• The task
Reproduce the listing below without any change.

[[ Recorded information, beginning ]]

Issue #2015, opened 2017-09-19
Minimal Sankey values don't visibly render


monfera:
See bottom right corner:

![image](https://user-images.githubusercontent.com/1548516/30585887-7e130bcc-9d2e-11e7-8dc6-c3c0973d063f.png)

Both the node and the capture zone are rendered, but the node has a height of 0px, I'll check what's going on as I remember the logic was to make it at least 1px even with negligible `value`.

Saw it when working on https://github.com/plotly/plotly.js/issues/2014

monfera:
Desired view, from the fix in progress:

![image](https://user-images.githubusercontent.com/1548516/30594467-72760f6a-9d4e-11e7-8600-01c0d4315af8.png)

PR #2017, opened 2017-09-19
Sankey: render a thin but visible node even if `value` is very low

monfera:
Fixes https://github.com/plotly/plotly.js/issues/2015 (see before/after example there)
Issue found when looking at https://github.com/plotly/plotly.js/issues/2014

Jasmine test produces this DOM tree:

image

### DIFF
--- a/src/traces/sankey/render.js
+++ b/src/traces/sankey/render.js
@@ -182,7 +182,7 @@ function nodeModel(uniqueKeys, d, n) {
         zoneThicknessPad = c.nodePadAcross,
         zoneLengthPad = d.nodePad / 2,
         visibleThickness = n.dx + 0.5,
-        visibleLength = n.dy - 0.5;
+        visibleLength = Math.max(1, n.dy - 0.5);
 
     var basicKey = n.label;
     var foundKey = uniqueKeys[basicKey];
--- a/test/jasmine/tests/sankey_test.js
+++ b/test/jasmine/tests/sankey_test.js
@@ -311,6 +311,29 @@ describe('sankey tests', function() {
                     done();
                 });
         });
+
+        it('\'node\' remains visible even if \'value\' is very low', function(done) {
+
+            var gd = createGraphDiv();
+            var minimock = [{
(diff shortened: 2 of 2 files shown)


alexcjohnson:
Good catch, and really nice test!
💃

alexcjohnson:
though - just a nitpick, but it doesn't look like the node is aligned quite properly with the link in this case?

monfera:
I can put a bit more into alignment but maybe it could be an independent ticket:

The alignments, in general, aren't perfect. When developing the `sankey`, there were tradeoffs due to these factors:

- crisp, uniform thickness node borders requires that SVG `shape-rendering` is set to `crispEdges` - compare [Mike's original](https://bost.ocks.org/mike/sankey/) with [our take](https://codepen.io/monfera/full/jLVNxM/) which gives more consistent apparent box borders
- even if we have this, constant node border (stroke) thickness and constant color requires that the `rect` borders are snapped - for example, moving a line half a pixel can result in a less contrasty, blurred line (it's done with things like adding 0.5px and ceil/truncate)
- there were some cross-browser inconsistencies (can't remember)
- `d3-sankey` is a black box and returns node geometry and link geometry separately (also, it has no awareness of pixels or snapping)
- unlike `d3-sankey`, we more clearly support [multiedges](https://github.com/d3/d3-sankey/pull/19) - for this reason, we fill shade rather than stroke shade the links - and various options lead to various overlaps between adjacent multiedges, so if we further tweak alignment, we also need to ensure there's no negative banding artifact with multiedges

alexcjohnson:
@monfera I see what you're talking about with regular (non-tiny) nodes, and I can see why you did it the way you did. I think the normal case is fine, strikes a good balance between the competing visual requirements. But the new tiny one really seems to be hanging off the bottom of the link. I think it's worth spending a few minutes fixing it just in this special case.

monfera:
@alexcjohnson ah got it, will do!

alexcjohnson:
#2021 addresses my comment, so this should be good to go! 💃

[[ Recorded information, end ]]

• Reply
Issue #2015, opened 2017-09-19
Minimal Sankey values don't visibly render


monfera:
See bottom right corner:

![image](https://user-images.githubusercontent.com/1548516/30585887-7e130bcc-9d2e-11e7-8dc6-c3c0973d063f.png)

Both the node and the capture zone are rendered, but the node has a height of 0px, I'll check what's going on as I remember the logic was to make it at least 1px even with negligible `value`.

Saw it when working on https://github.com/plotly/plotly.js/issues/2014

monfera:
Desired view, from the fix in progress:

![image](https://user-images.githubusercontent.com/1548516/30594467-72760f6a-9d4e-11e7-8600-01c0d4315af8.png)

PR #2017, opened 2017-09-19
Sankey: render a thin but visible node even if `value` is very low

monfera:
Fixes https://github.com/plotly/plotly.js/issues/2015 (see before/after example there)
Issue found when looking at https://github.com/plotly/plotly.js/issues/2014

Jasmine test produces this DOM tree:

image

### DIFF
--- a/src/traces/sankey/render.js
+++ b/src/traces/sankey/render.js
@@ -182,7 +182,7 @@ function nodeModel(uniqueKeys, d, n) {
         zoneThicknessPad = c.nodePadAcross,
         zoneLengthPad = d.nodePad / 2,
         visibleThickness = n.dx + 0.5,
-        visibleLength = n.dy - 0.5;
+        visibleLength = Math.max(1, n.dy - 0.5);
 
     var basicKey = n.label;
     var foundKey = uniqueKeys[basicKey];
--- a/test/jasmine/tests/sankey_test.js
+++ b/test/jasmine/tests/sankey_test.js
@@ -311,6 +311,29 @@ describe('sankey tests', function() {
                     done();
                 });
         });
+
+        it('\'node\' remains visible even if \'value\' is very low', function(done) {
+
+            var gd = createGraphDiv();
+            var minimock = [{
(diff shortened: 2 of 2 files shown)


alexcjohnson:
Good catch, and really nice test!
💃

alexcjohnson:
though - just a nitpick, but it doesn't look like the node is aligned quite properly with the link in this case?

monfera:
I can put a bit more into alignment but maybe it could be an independent ticket:

The alignments, in general, aren't perfect. When developing the `sankey`, there were tradeoffs due to these factors:

- crisp, uniform thickness node borders requires that SVG `shape-rendering` is set to `crispEdges` - compare [Mike's original](https://bost.ocks.org/mike/sankey/) with [our take](https://codepen.io/monfera/full/jLVNxM/) which gives more consistent apparent box borders
- even if we have this, constant node border (stroke) thickness and constant color requires that the `rect` borders are snapped - for example, moving a line half a pixel can result in a less contrasty, blurred line (it's done with things like adding 0.5px and ceil/truncate)
- there were some cross-browser inconsistencies (can't remember)
- `d3-sankey` is a black box and returns node geometry and link geometry separately (also, it has no awareness of pixels or snapping)
- unlike `d3-sankey`, we more clearly support [multiedges](https://github.com/d3/d3-sankey/pull/19) - for this reason, we fill shade rather than stroke shade the links - and various options lead to various overlaps between adjacent multiedges, so if we further tweak alignment, we also need to ensure there's no negative banding artifact with multiedges

alexcjohnson:
@monfera I see what you're talking about with regular (non-tiny) nodes, and I can see why you did it the way you did. I think the normal case is fine, strikes a good balance between the competing visual requirements. But the new tiny one really seems to be hanging off the bottom of the link. I think it's worth spending a few minutes fixing it just in this special case.

monfera:
@alexcjohnson ah got it, will do!

alexcjohnson:
#2021 addresses my comment, so this should be good to go! 💃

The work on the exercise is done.